Me and Smith are on bench C, Goose is sprawled on A, B contains a couple (The female of which – I was informed later – was wearing a skirt that was really, *really* short. They sat down after me, so I didn’t notice. This has a baring on what happens next). Jones & Weller then wander off to do something, possibly find a toilet, whilst Goose proclaims at the top of his (very loud) voice how “Utter Shit” the gig they just went to was, and Smith admits that Goose is intitled to his opinion, but in his own (Smith’s) the band were, in fact, “Shit Hot”. This went on for a while, During which a balding man came over to speak to the pretty girl in the Very Short Dress. He is now sitting on B.

Meanwhile, Eventually, Weller and Jones come back and sit either side of Goose on A. Roughness insures. So does Tumbleness. And much shouting of “It’s All Good (In The Hood)”. I gather that they are going to Ashford (a few stops down the line), that Smith isn’t drunk and has a good sense of humour, and that Goose *is* drunk and is also thick as shit. Oh, and that Jones is a semi-pro boxer.

The Man on B, who we shall call “Jeff”, because I think I overheard this as his name, is gradually geting irritated at the noise.
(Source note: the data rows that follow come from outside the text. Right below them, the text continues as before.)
PR #6091, opened 2023-04-27
Share module properties between landscape and patch screens

### LINKED ISSUE #3371: Share module properties between landscape and patch screens
In there current version module properties are reset each time the user go to another page which can be very annoying. An idea can be to store that

renanfranca:
Fix #3371

### DIFF
--- a/src/main/webapp/app/module/domain/ModuleParametersRepository.ts
+++ b/src/main/webapp/app/module/domain/ModuleParametersRepository.ts
@@ -1,0 +1,6 @@
+import { ModuleParameterType } from '@/module/domain/ModuleParameters';
+
+export interface ModuleParametersRepository {
+  store(map: Map<string, ModuleParameterType>): void;
+  get(): Map<string, ModuleParameterType>;
+}
--- a/src/main/webapp/app/module/primary/modules-patch/ModulesPatch.component.ts
+++ b/src/main/webapp/app/module/primary/modules-patch/ModulesPatch.component.ts
@@ -13,10 +13,10 @@ import { ModulePropertyDefinition } from '@/module/domain/ModulePropertyDefiniti
 import { ModulePropertiesFormVue } from '../module-properties-form';
 import { ModulePropertyKey } from '@/module/domain/ModulePropertyKey';
 import { ProjectActionsVue } from '../project-actions';
-import { ModuleParameterType } from '@/module/domain/ModuleParameters';
 import { ModuleParameter } from '@/module/domain/ModuleParameter';
 import { ModuleParametersVue } from '../module-parameters';
 import { castValue } from '../PropertyValue';
+import { ModuleParametersRepository } from '@/module/domain/ModuleParametersRepository';
 
 export default defineComponent({
   name: 'ModulesPatchVue',
@@ -35,7 +35,8 @@ export default defineComponent({
     const operationInProgress = ref(false);
     const folderPath = ref('');
     const selectedModule = ref<ComponentModule>();
-    const moduleParameters = ref(new Map<string, ModuleParameterType>());
+    const moduleParameters = inject('moduleParameters') as ModuleParametersRepository;
+    const moduleParametersValues = ref(moduleParameters.get());
     const commitModule = ref(true);
     const appliedModules = ref([] as string[]);
     let searchedText = '';
@@ -105,7 +106,7 @@ export default defineComponent({
     };
 
     const isNotSet = (propertyKey: string): boolean => {
-      const value = moduleParameters.value.get(propertyKey);
+      const value = moduleParametersValues.value.get(propertyKey);
 
       if (typeof value === 'string') {
         return empty(value);
@@ -133,11 +134,13 @@ export default defineComponent({
     };
 
     const updateProperty = (property: ModuleParameter): void => {
-      moduleParameters.value.set(property.key, property.value);
+      moduleParametersValues.value.set(property.key, property.value);
+      moduleParameters.store(moduleParametersValues.value);
     };
 
     const deleteProperty = (key: ModulePropertyKey): void => {
-      moduleParameters.value.delete(key);
+      moduleParametersValues.value.delete(key);
+      moduleParameters.store(moduleParametersValues.value);
     };
 
     const mandatoryProperties = (module: string): ModulePropertyDefinition[] => {
@@ -222,7 +225,7 @@ export default defineComponent({
         .apply(new ModuleSlug(module), {
           projectFolder: folderPath.value,
           commit: commitModule.value,
-          parameters: moduleParameters.value,
+          parameters: moduleParametersValues.value,
         })
         .then(() => {
           operationInProgress.value = false;
@@ -249,13 +252,14 @@ export default defineComponent({
 
       projectHistory.properties.forEach(property => {
         if (unknownProperty(property.key)) {
-          moduleParameters.value.set(property.key, property.value);
+          moduleParametersValues.value.set(property.key, property.value);
         }
       });
+      moduleParameters.store(moduleParametersValues.value);
     };
 
     const unknownProperty = (key: string) => {
-      return !moduleParameters.value.has(key);
+      return !moduleParametersValues.value.has(key);
     };
 
     const appliedModule = (slug: string): boolean => {
@@ -271,7 +275,7 @@ export default defineComponent({
       disabledApplication,
       mandatoryProperties,
       optionalProperties,
-      moduleParameters,
+      moduleParametersValues,
       displayedModulesCount,
       totalModulesCount,
       isTagSelected,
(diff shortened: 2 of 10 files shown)


renanfranca:
Hello @DamnClin,
I implemented it using LocalStorage. When you have the time, please, let me know if it is enough.
Thank you in advance 😄 👍

DamnClin:
I'm afraid I won't be able to have a look at it soon... @Gnuk can you check?

src/main/webapp/app/module/domain/ModuleParametersRepository.ts
```diff
@@ -0,0 +1,8 @@
+import { Ref } from 'vue';
+
+export interface ModuleParametersRepository<K, V> {
+  set(key: K, value: V): void;
+  getAll(): Map<K, V>;
+  delete(key: K): void;
+  getRef(): Ref<Map<K, V>>;
```
Gnuk, line 7: I don't understand why you're using a infrastructure notion on your Repository, I think it's a hexagonal architecture violation. Because inside the domain, it's not normal to have things like Vue.

src/main/webapp/app/module/domain/ModuleParametersRepository.ts
```diff
@@ -0,0 +1,8 @@
+import { Ref } from 'vue';
+
+export interface ModuleParametersRepository<K, V> {
```
Gnuk, line 3: Maybe I'm wrong but you seems to not use the generics here when you're trying to implements this repository.

src/main/webapp/app/module/primary/modules-patch/ModulesPatch.component.ts
```diff
@@ -35,7 +36,8 @@ export default defineComponent({
     const operationInProgress = ref(false);
     const folderPath = ref('');
     const selectedModule = ref<ComponentModule>();
-    const moduleParameters = ref(new Map<string, ModuleParameterType>());
+    const moduleParameters = inject('moduleParameters') as ModuleParametersRepository<string, ModuleParameterType>;
+    const moduleParametersValues = moduleParameters.getRef();
```
Gnuk, line 40: It's a bit confusing to me to see a usage of a ref from a repository cause it's a reactive notion from the framework and it's not agnostic.

Gnuk (changes requested):

src/main/webapp/app/module/domain/ModuleParametersRepository.ts
renanfranca: Hello. @Gnuk !
Thank you for the fast response 👏👏

You are right! I will try another approach which avoid hexagonal architecture violation .

It's my first time working with Vie framework.
I am going to implement it as soon as possible,,,,😃

src/main/webapp/app/module/domain/ModuleParametersRepository.ts
renanfranca: Hou are right, I should use in the interface the same type i use  at the repository.

src/main/webapp/app/module/primary/modules-patch/ModulesPatch.component.ts
renanfranca: I understand, thank you! I will try a different approach as soon as possible 👍

renanfranca:
Hello @Gnuk,
I pushed the changes in a new commit `avoid hexagonal architecture violation`. Please, let me know what you think.

src/main/webapp/app/module/secondary/LocalStorageModuleParametersRepository.ts
```diff
@@ -0,0 +1,18 @@
+import { ModuleParametersRepository } from '../domain/ModuleParametersRepository';
+import { ModuleParameterType } from '../domain/ModuleParameters';
+
+export class LocalStorageModuleParametersRepository implements ModuleParametersRepository {
+  private readonly STORAGE_KEY = 'moduleParameters';
+
+  store(map: Map<string, ModuleParameterType>): void {
+    localStorage.setItem(this.STORAGE_KEY, JSON.stringify(Array.from(map.entries())));
```
Gnuk, line 8: Please inject localStorage using a constructor and pass it when you make the instance from the main.

src/test/javascript/spec/module/primary/modules-patch/ModulesPatchComponent.spec.ts
```diff
@@ -682,6 +689,20 @@ const repositoryWithProjectFolders = (): ProjectFoldersRepositoryStub => {
...
+const repositoryWithModuleParameters = (): LocalStorageModuleParametersRepository => {
+  const moduleParameters = new LocalStorageModuleParametersRepository();
+  const stubLocalStorage = {
+    getItem: sinon.stub(),
+    setItem: sinon.stub(),
+    removeItem: sinon.stub(),
+    clear: sinon.stub(),
+    length: 0,
+  };
+  sinon.stub(window, 'localStorage').value(stubLocalStorage);
```
Gnuk, line 701: With a constructor field you have no longer to add a stub on global window.

Gnuk (changes requested):

src/main/webapp/app/module/secondary/LocalStorageModuleParametersRepository.ts
renanfranca: Thanks for the clear instruction @Gnuk,
that's much better!

src/test/javascript/spec/module/primary/modules-patch/ModulesPatchComponent.spec.ts
renanfranca: Thanks!
Nice! Much better!

renanfranca:
Hi @Gnuk,
I pushed a new commit `create a constructor to receive localStorage as a parameter` to be reviewed.

src/test/javascript/spec/module/secondary/LocalStorageModuleParametersRepository.spec.ts
```diff
@@ -0,0 +1,46 @@
+import { LocalStorageModuleParametersRepository } from '@/module/secondary/LocalStorageModuleParametersRepository';
+import { ModuleParameterType } from '@/module/domain/ModuleParameters';
+import { describe, it, expect } from 'vitest';
+
+describe('LocalStorageModuleParametersRepository', () => {
+  const mockLocalStorage = (() => {
```
Gnuk, line 6: Maybe you're creating a fake, so you can name this fakeStorage. Then you don't need to define a localStorage on the window because you're mutating the existing one and it's not needed because now you can just inject your fake. Then you can use it as a function instead of calling it directly after the definition.

At the end you may have something like this:

```typescript
const fakeStorage = (): Storage => {
  //...
};
```

And to use it from a test case (inside an `it`):

```typescript
const storage = fakeStorage();
// ...
```

Gnuk (changes requested):

src/test/javascript/spec/module/secondary/LocalStorageModuleParametersRepository.spec.ts
renanfranca: Thanks, @Gnuk for the clear instructions!
I did as you requested. I pushed a new commit  `use a fakeStorage instead of mockLocalStorage` to be reviewed when you have the time 👍

renanfranca:
Hello @Gnuk,
I remove the sonar bug fix from here because it is handled by this issue https://github.com/jhipster/jhipster-lite/issues/6146 . So I rebase my changes in a single commit, let me know if you think this issue is fixed.

Thank you 😄

src/main/webapp/app/module/secondary/LocalStorageModuleParametersRepository.ts
```diff
@@ -0,0 +1,23 @@
...
+  }
+  store(map: Map<string, ModuleParameterType>): void {
+    this.localStorage.setItem(this.STORAGE_KEY, JSON.stringify(Array.from(map.entries())));
+  }
+
+  get(): Map<string, ModuleParameterType> {
+    const storedValue = this.localStorage.getItem(this.STORAGE_KEY);
+    if (storedValue) {
+      return new Map(JSON.parse(storedValue));
+    } else {
```
Gnuk, line 19: Else is not needed because you use return from the previous condition

Gnuk (dismissed):

src/main/webapp/app/module/secondary/LocalStorageModuleParametersRepository.ts
renanfranca: Thank you @Gnuk!

I did as you requested and I pushed a new version with that change 😃 👍

Gnuk (approved):

renanfranca:
@Gnuk, I am sorry! I pressed the request review button by mistake! I didn't know what that button do. Have a nice weekend 😃👍

Gnuk (approved):

renanfranca:
Bounty Claimed https://opencollective.com/generator-jhipster/expenses/138076
Thank you @pascalgrimaud!
Thank you @Gnuk for the detailed reviews and I learn a lot about vue and frontend!

pascalgrimaud:
@Gnuk : if you want to claim 100$ bounty for time spending to review it, plz do it and link here

PR #6114, opened 2023-05-01
ci: auto sonar support.

zhyd1997:
https://github.com/jhipster/generator-jhipster/issues/19467#issuecomment-1528772294


zhyd1997:
Automatically run result in the 1st time:

Screenshot 2023-05-01 at 15 29 22

pascalgrimaud:
This PR should be replaced by this one: https://github.com/jhipster/jhipster-lite/pull/372/files

Both can be tested in parallele:
- custom sonar analysis
- sonarcloud

So with this, we'll see if the new Sonarcloud works or is still broken

zhyd1997:
Continue to https://github.com/jhipster/jhipster-lite/pull/6134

Makes comments like “Keep it in the common room”. Loud enough for me to hear, but too quiet to penertrate the play-fight on bench A. Eventually – and this has been going on for just under 20 mins now, so we have five before the train – Jeff screws up his ball of fish & chip wrapping, and throws it behind him. IE, directly at the people on bench A.

They object. Crys of “Why did you throw your chip packet at us” ring out, Weller and Jones walk around to Jeff and ask, in terms of menace. This shouting continues until Jeff explains that he finds it ‘irritating that people your age act as if they are something special’ (God forbid people are allowed to *enjoy* their youth. The whole gang are – I’d guess – about 19 to early 20s, whilst Jeff is about 30ish. I’m crap at ages, I really am.

Anyway, This results in Jones calling Jeff a “Fat Prick”, whereupon Jeff loses his temper and grabs Jones and pushes him across the platform (Away from the tracks, I might add), The argument now at defcon 3, some random people intervene and the argument moves to the platform (On the diagram they would be clustered about an inch above B) Smith and Goose are involved now, Remaining mostly neutral in the arguing whilst Weller and (mostly) Jones shout. A big (6’7’ish, wide, heavy-type) bloke is seperating them, and Jeff asks “Would you call *him* a fat prick?” and, really, I can see his point. At this point the argument falls from the shaky ground of “we were making noise” to the much simpler “He chucked stuff at us” whilst the big bloke and his friend try to mediate.

This going on, I quitely pick up half of the missile that started the explosion. Goose notices, however, and encourages me to join in on the Right Side. My reponse, obviously, is “No Fucking Way”, and can you blame me? Before I can get to the second, however, Weller picks it up the other half of the packet, and throws it at Jeff. This appears to end the argument for most of them, and it disolves into the “Have we done shit to you?” quiet “Admit we are right, damnit” bits, apart from Jones (The Boxer, remember), who still wanted a fight. Fortunatly the train arrived at that point, and careful choreography by me, the big bloke and Jeff meant that there was someone between Jeff and Jones at all points, not so as it looked obvious, however.

We all got in the train. I met someone I hadn’t seen for ages, and we swapped pasts. The Quartet filed past me at one point towards Jeff, but shortly afterwards Me, Jeff, My Friend, and the girl with the Very Short Skirt all got off at Paddock Wood, whilst The Quartet carried on the train. Jeff looked shaken, but not bruised.

And we all lived happily ever after

I really hate last trains. Really. And Connex.